REQUIRED ACTION
Return every record verbatim.

*** RECORDS TO PROCESS ***

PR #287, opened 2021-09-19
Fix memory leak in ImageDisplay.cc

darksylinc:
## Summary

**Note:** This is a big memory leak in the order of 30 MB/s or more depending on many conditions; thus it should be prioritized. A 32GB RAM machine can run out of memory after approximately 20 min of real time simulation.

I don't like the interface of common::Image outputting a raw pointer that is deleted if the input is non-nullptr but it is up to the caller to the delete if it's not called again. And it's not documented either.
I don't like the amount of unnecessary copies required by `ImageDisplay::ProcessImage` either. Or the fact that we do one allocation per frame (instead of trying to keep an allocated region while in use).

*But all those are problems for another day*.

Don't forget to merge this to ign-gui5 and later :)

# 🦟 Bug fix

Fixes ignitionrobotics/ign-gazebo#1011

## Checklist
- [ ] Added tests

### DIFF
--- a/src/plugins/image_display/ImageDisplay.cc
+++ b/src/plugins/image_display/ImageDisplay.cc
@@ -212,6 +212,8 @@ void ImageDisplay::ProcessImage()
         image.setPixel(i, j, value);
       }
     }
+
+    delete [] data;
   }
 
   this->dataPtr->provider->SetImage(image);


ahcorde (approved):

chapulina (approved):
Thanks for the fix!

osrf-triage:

*** End of RECORDS TO PROCESS ***

WRITTEN RESPONSE
PR #287, opened 2021-09-19
Fix memory leak in ImageDisplay.cc

darksylinc:
## Summary

**Note:** This is a big memory leak in the order of 30 MB/s or more depending on many conditions; thus it should be prioritized. A 32GB RAM machine can run out of memory after approximately 20 min of real time simulation.

I don't like the interface of common::Image outputting a raw pointer that is deleted if the input is non-nullptr but it is up to the caller to the delete if it's not called again. And it's not documented either.
I don't like the amount of unnecessary copies required by `ImageDisplay::ProcessImage` either. Or the fact that we do one allocation per frame (instead of trying to keep an allocated region while in use).

*But all those are problems for another day*.

Don't forget to merge this to ign-gui5 and later :)

# 🦟 Bug fix

Fixes ignitionrobotics/ign-gazebo#1011

## Checklist
- [ ] Added tests

### DIFF
--- a/src/plugins/image_display/ImageDisplay.cc
+++ b/src/plugins/image_display/ImageDisplay.cc
@@ -212,6 +212,8 @@ void ImageDisplay::ProcessImage()
         image.setPixel(i, j, value);
       }
     }
+
+    delete [] data;
   }
 
   this->dataPtr->provider->SetImage(image);


ahcorde (approved):

chapulina (approved):
Thanks for the fix!

osrf-triage:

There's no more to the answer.